• AIM OF THE TASK
A single number is the whole answer: how many lines in this listing contain "pass".
------------------------------------------------------------
PR #3083, opened 2023-12-17
[enhancement] Allow `always_last` to be defined in multiple hooks and add a note about users' workaround code for enforcing hook execution order

### LINKED ISSUE #3012: Fixed pipeline hook execution order may break existing workaround code
The fix #2997 may break existing code used to workaround this limitation in previous versions. More specifically, the following example will fail to run with reframe >= 4.3.4

```python
class my_base_test(...):
    x = variable(int)

    @run_before('run')
    def use_x(self):
        y = self.x

@rfm.simple_test
class my_test(my_base_test):
    @run_before('run')
    def set_x(self):
        self.x = 1

    # Possible workaround for reframe <= 4.3.3
    @run_before('run')
    def use_x(self):
        super().use_x()
```
 

Affected versions: >= 4.3.4

### How to fix

If you are using reframe >= 4.4, you should pin the base class hook to run last it its stage:

```python
class my_base_test(...):
    x = variable(int)

    @run_before('run', always_last=True)
    def use_x(self):
        y = self.x

@rfm.simple_test
class my_test(my_base_test):
    @run_before('run')
    def set_x(self):
        self.x = 1
```

For reframe 4.3.4 specifically, where the `always_last` argument is not available, you should rewrite the initial workaround as

```python
class my_base_test(...):
    x = variable(int)

    @run_before('run')
    def use_x(self):
        y = self.x

@rfm.simple_test
class my_test(my_base_test):
    @run_before('run')
    def use_x(self):
        self.x = 1
        super().use_x()
```

We should add a note about this in the docs and also review the current docs/tutorials on their hook syntax.

### LINKED ISSUE #3057: Expand `always_last` semantics in hook definitions to allow attaching more hooks at the end of the stage
Currently, only a single hook in a stage can set `always_last=True`. This quite restrictive if you combine mixins and library tests. We should allow multiple hooks to define `always_last` in which case these hooks will be "accumulated" at the end of the stage in reverse MRO order. Here is an example:

```python
class A(...):
    @run_before('run', always_last=True)
    def hook_a(self): pass

    @run_before('run')
    def hook_b(self): pass

class B(A):
    @run_before('run', always_last=True)
    def hook_c(self): pass

    @run_before('run')
    def hook_d(self): pass
```

The execution order of the pre-run hooks in this case should be:

```console
hook_b, hook_d, hook_c, hook_a
```

Currently this is not allowed and if we remove the `always_last` from everywhere, the execution order will be:

```console
hook_a, hook_b, hook_c, hook_d
```

vkarak:
Closes #3057.
Closes #3012.

### DIFF
--- a/docs/regression_test_api.rst
+++ b/docs/regression_test_api.rst
@@ -112,7 +112,7 @@ the post-init hook will execute *right after* the test is initialized.
 The framework will then continue with other activities and it will execute the pre-setup hook *just before* it schedules the test for executing its setup stage.
 
 Pipeline hooks are normally executed in reverse MRO order, i.e., the hooks of the least specialized class will be executed first.
-In the following exampel, :func:`BaseTest.x` will execute before :func:`DerivedTest.y`:
+In the following example, :func:`BaseTest.x` will execute before :func:`DerivedTest.y`:
 
 .. code-block:: python
 
--- a/docs/regression_test_api.rst
+++ b/docs/regression_test_api.rst
@@ -111,10 +111,10 @@ So although a "post-init" and a "pre-setup" hook will both run *after* a test ha
 the post-init hook will execute *right after* the test is initialized.
 The framework will then continue with other activities and it will execute the pre-setup hook *just before* it schedules the test for executing its setup stage.
 
-Pipeline hooks are executed in reverse MRO order, i.e., the hooks of the least specialized class will be executed first.
+Pipeline hooks are normally executed in reverse MRO order, i.e., the hooks of the least specialized class will be executed first.
 In the following example, :func:`BaseTest.x` will execute before :func:`DerivedTest.y`:
 
-.. code:: python
+.. code-block:: python
 
    class BaseTest(rfm.RegressionTest):
        @run_after('setup')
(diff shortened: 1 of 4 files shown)


docs/regression_test_api.rst
```diff
@@ -111,10 +111,10 @@ So although a "post-init" and a "pre-setup" hook will both run *after* a test ha
 the post-init hook will execute *right after* the test is initialized.
 The framework will then continue with other activities and it will execute the pre-setup hook *just before* it schedules the test for executing its setup stage.
 
-Pipeline hooks are executed in reverse MRO order, i.e., the hooks of the least specialized class will be executed first.
-In the following example, :func:`BaseTest.x` will execute before :func:`DerivedTest.y`:
+Pipeline hooks are normally executed in reverse MRO order, i.e., the hooks of the least specialized class will be executed first.
+In the following exampel, :func:`BaseTest.x` will execute before :func:`DerivedTest.y`:
```
ekouts, line 115:
```suggestion
In the following example, :func:`BaseTest.x` will execute before :func:`DerivedTest.y`:
```

victorusu (approved):
`lgtm`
------------------------------------------------------------
• COMPLETED TASK
4